The oil boom in the early 20th century led to rapid industrialization and wealth. As a result, cities such as Dallas and Fort Worth experienced construction booms and the education system was improved. One of the nation’s biggest universities – the University of Texas in Austin was built in part with oil revenues. Now you can see big and small oil pumps throughout the state while traveling.

Texas’s cultural diversity is celebrated by its citizens, many of whom enjoy the official state dance, the square dance, and typical Texas food. Texas cuisine is influenced from a wide range of cultural influences, including German, Mexican, Native American, and African American. The four best known dishes found in Texas are chili con carne, slow-smoked over wood coals BBQ, chicken fried steak and Tex-Mex cuisine. Texas boasted over 1,300 barbecue joints, ranging from side-of-the-road grease houses with slamming screendoors to sit-down restaurants with beautiful vistas. You can taste Texas’s Best BBQ Legends in the towns of Lockhart, Taylor, Elgin and Luling. These family-owned BBQ joints serve thousands of customers each day. Or you can visit a Big Texan Ranch in Amarillo, where a large cow statue welcomes you to a world-famous 72-oz. (2.04 kg) steak. The steak is free to anyone who, in one hour or less, can eat the entire meal, consisting of the steak itself, plus bread roll with butter, baked potato, ranch beans, shrimp cocktail, and salad; otherwise, the meal costs $72.00.

Texas’s largest cities are destinations within themselves.

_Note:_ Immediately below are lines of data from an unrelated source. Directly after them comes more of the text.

PR #2223, opened 2026-05-26
Add new `delta` format parameter to return=representation

### LINKED ISSUE #309: PATCH: new preference return=delta to get back a delta response
Update requests can have side-effects, e.g. changing the street of an address could as a side-effect also change the zip code even if it is not present in the PATCH request body.

We need a way to communicate to the client what actually has changed.

### Proposal

Add preference `return=delta` for PATCH requests. The server then may respond with a delta payload containing the changes to the server state identified by the ETag in the PATCH request.

It is a preference, so servers can ignore it.

The maximum shape of the delta can be specified via $select and $expand.

Add boolean property `DeltaResponseSupported` to type `Capabilities.UpdateRestrictionsType` to advertise support for this feature.

Imported from [ODATA-1340](https://issues.oasis-open.org/browse/ODATA-1340)

mikepizzo:
Fixes #309.

Use of format parameter for patch requests request that the response be returned in delta format.
Format parameter is ignored where not applicable.


odata-protocol/11.4 Data Modification.md
```diff
@@ -755,11 +755,14 @@ the request.
...
-In the absence of [`$expand`](#SystemQueryOptionexpand), an update request that includes related entities SHOULD include those related entities in the response.
+In the absence of [`$expand`](#SystemQueryOptionexpand), an update request
+that includes related entities SHOULD include those related entities in the response.
 
 If a collection representing the full set of related entities is included in
 the update request, then the full set of related entities for that collection
-SHOULD be included in the response.
+SHOULD be included by default in the response. The client MAY request that related entities
+in such a request be returned as a delta collection containing at least the applied changes
+by specifying the preference [`return=representation;delta`](#Preferencereturnrepresentationandreturnminimal).
```
HeikoTheissen: Since this restricts the effect of the delta preference to related entities, consider the following wording:
```suggestion
SHOULD be included by default in the response, and a preference for delta response [`return=representation;delta`](#Preferencereturnrepresentationandreturnminimal) applied only to related entities.
```
(Otherwise it sounds like a contradiction to section 8.)

mikepizzo: Intention was that specifying the preference is an exception to the initial statement (represent as full).

Recommend rewording: Unless the return=representation;delta preference is applied....

mikepizzo: Also need to update the abnf in the 4.02 branch...

mikepizzo (commented):
changes from discussion.

HeikoTheissen (approved):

Houston is famous for being the biggest city in the state and the home of NASA’s Johnson Space Center, where the Mission Control Center is located. Made famous during the Space Race of the 1960s, the Houston Space Center is filled with exciting artifacts to view such as: space suits, flight capsules, and moon rocks. The Houston Space Center control room lets you experience an environment with no gravity and takes you behind the scenes in the space simulation laboratory.

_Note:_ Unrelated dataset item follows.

PR #2225, opened 2026-05-28
Idempotency of delete requests

### LINKED ISSUE #2103: Interdependent DELETE requests in a change set
Consider a batch request with a change set/atomicity group that contains DELETE requests for two entities:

The Space Center, Houston, TX

If you want a truly authentic experience, you might want to go visit The Houston Livestock Show and Rodeo. It’s a world of its own with trail rides, cowboy cooking, contests, western art and just about anything else you can think of relating to rodeos and cowboys.

Houston Rodeo

Dallas offers many places to visit for art lovers, such as the Dallas Museum of Art, which features a large collection of works from superstars such as Rothko, Pollock, Monet, Van Gogh, and Degas. Also on display are selections from the Aztec, Maya, and Nazca civilizations. History buffs may be interested in the Sixth Floor Museum, located in the building overlooking Dealey Plaza, where President Kennedy was assassinated in 1963. The location where Oswald allegedly fired is protected by Plexiglas and viewable to museum guests, as are hundreds of photos, personal accounts, and documentary footage from that infamous November day.

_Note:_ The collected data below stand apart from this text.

Issue #2230, opened 2026-06-06
Define conformance requirements for 4.02


mikepizzo:
#2222 Defines the 4.02 version of the protocol with no new conformance requirements.

Should there be any additional conformance requirements for minimal, intermediate, or full 4.02 services?
Should there be any additional conformance requirements for interoperable 4.02 clients?

We should go through new 4.02 features and see which conformance level (if any) they should live in.
Should we require interoperable 4.02 clients and advanced compliant services to always use ordered json?

mikepizzo:
# 4.02 CSDL Features
Notes:
 1) There don't appear to be any feature/conformance differences between xml and json
 2) Current conformance section starts out saying what a 4.01 service should not do in a 4.0 response, but then says what a 4.01 (and 4.02) service shouldn't do that was defined in earlier version(s).

CSDL Changes in 4.02:
1. Allow stream-valued non-binding parameters (#525)
_Propose_: Add to new section "Max version 4.01 or less": Don't return functions containing stream-valued non-binding parameters to 4.01 or less

2. SRID value variable is deprecated (#1935)
-_Propose_: Add that 4.02 should not use `variable` SRID

3. Actions and functions can take, and return, delta payloads (#348)
-_Propose_: Don't return actions/functions that take/return delta payloads to 4.01 or earlier clients?

4. Returned collections of entities may contain null values (#1983)
We previously said that services should not specify nullable for collection-valued return types of entities. Might
this break a 4.01 client not expecting nullable for returned entity collections?
-_Propose_: Don't return actions/functions that return entity collections that may contain nulls

5. Constant Geo values in annotations (#654)
-Already in CSDL Conformance "SHOULD NOT include constant Geo...in annotations" =>clarify this is should not in a 4.0/4.01 payload

6. Constant Stream values in annotations (#654)
-Already in CSDL Conformance: "SHOULD NOT include ... Stream values in annotations" =>clarify this is should not in a 4.0/4.01 payload

7. New path evaluation rules for annotations targeting annotations and external targeting via container (#575)
-we could say that 4.02 (intermediate?) must use the new external targeting. we could say that services should avoid container-bound targets with paths, because they were ambiguous in 4.0/4.01 (but clients should just silently ignore).  Note that, in this specification, we should not give a preference to one style of capability annotation over another, since this document should only be describing how to use/interpret the syntax of the CSDL.

8. Nested If without else part in collections (#326)
[...]

PR #2239, opened 2026-07-09
Use of QUERY verb

### LINKED ISSUE #355: Section 4.17: support new HTTP QUERY method, deprecate /$query path suffix
The IETF Draft [The HTTP QUERY Method](https://httpwg.org/http-extensions/draft-ietf-httpbis-safe-method-w-body.html) defines a new HTTP method `QUERY` that basically is a "GET with request body", being 
- safe
- idempotent
- cacheable, with the request body incorporated in the cache key

This could replace the OData-specific solution `POST .../$query` defined in section [4.17 Passing Query Options in the Request Body](https://docs.oasis-open.org/odata/odata/v4.01/os/part2-url-conventions/odata-v4.01-os-part2-url-conventions.html#sec_PassingQueryOptionsintheRequestBody).

### Proposal

Rephrase section 4.17 to use the new `QUERY` method with a request body of `Content-Type: application/x-www-form-urlencoded` or `application/json` as defined by [ODATA-1405](https://issues.oasis-open.org/browse/ODATA-1405).

Require all query options to be passed in the request body (rationale: mixed locations for query options are an unnecessary complication). 

Deprecate the current approach using `POST` and path suffix `/$query`.

Imported from [ODATA-1544](https://issues.oasis-open.org/browse/ODATA-1544)

ralfhandl:
with original URL as alternative to POST with suffix /$query

Fixes 
* #355

### DIFF
--- a/docs/odata-url-conventions/odata-url-conventions.html
+++ b/docs/odata-url-conventions/odata-url-conventions.html
@@ -1033,13 +1033,22 @@ This uses pandoc 3.8.3 from https://github.com/jgm/pandoc/releases/tag/3.8.3.
 <h2 id="417-passing-query-options-in-the-request-body"><a id="PassingQueryOptionsintheRequestBody" href="#PassingQueryOptionsintheRequestBody">4.17 Passing Query Options in the Request Body</a></h2>
 </summary>
 <p>The query options part of an OData URL can be quite long, potentially exceeding the maximum length of URLs supported by components involved in transmitting or processing the request. One way to avoid this is wrapping the request in a batch request, which has the penalty of needing to construct a well-formed batch request body.</p>
-<p>An easier alternative for <code>GET</code> requests is to append <code>/$query</code> to the resource path of the URL, use the <code>POST</code> verb instead of <code>GET</code>, and pass the query options part of the URL in the request body.</p>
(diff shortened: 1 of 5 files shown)


HeikoTheissen (dismissed):

mikepizzo (changes requested):
We should add the use of the QUERY verb to the changes table in the introduction section, and also consider for the conformance section.

I can add the conformance proposal to #2230. I didn't find any conformance statements around the use of /$query.  Should we make both SHOULD in Intermediate for 4.02?  I think the HTTP QUERY method is too new to make it a must in any conformance level (it may not be supported in underlying HTTP libraries).

HeikoTheissen:
> I didn't find any conformance statements around the use of /$query. Should we make both SHOULD in Intermediate for 4.02?

Given that we have ignored `/$query` in all conformance statements so far, I suggest that we keep ignoring it in 4.02. Let's view it as a temporary workaround until the `QUERY` verb is widely adopted and rather demand support for `QUERY``
- for advanced 4.02 conformance
- or (intermediate) 4.03 conformance later.

HeikoTheissen (approved):

mikepizzo (approved):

Close to Dallas is the Cowboy Stadium in Arlington – the largest domed stadium in the world, which seats 80,000 people and serves as the home of the National Football League’s Dallas Cowboys.

Cowboys Stadium

Any visit to Texas would be incomplete without a trip to the Alamo. The Alamo is located in San Antonio. It is where Texas defenders fell to Mexican General Santa Anna and the phrase “Remember the Alamo” originated. The Alamo is considered the cradle of Texas liberty and the state’s most popular historic site. And if you are in San Antonio, another must see there for any visitor is the Riverwalk – a famous shopping and dining district located along the winding banks of the San Antonio River.

Riverwalk, San Antonio, TX

And of course, there’s Austin, the state’s capital, also known as the Live Music Capital of the World with nearly 200 venues, offering everything from rockabilly to Tejano year-round, from unknowns to Texas giants like Willie Nelson, the Dixie Chicks and Los Lonely Boys.

Sixth Street, Austin, TX
Austin Skyline

If you are looking for an escape or a vacation destination, the gorgeous coastline awaits you on your trip to the Gulf of Mexico, where you’ll enjoy tropical weather alongside some of the world’s most beautiful coastline. You can also go to the Big Bend National Park that reveals the surprising diversity of the Texas landscape.

Texas is full of things to see and do. And if one questions that, you can tell them, ‘You may all go to hell, and I will go to Texas’.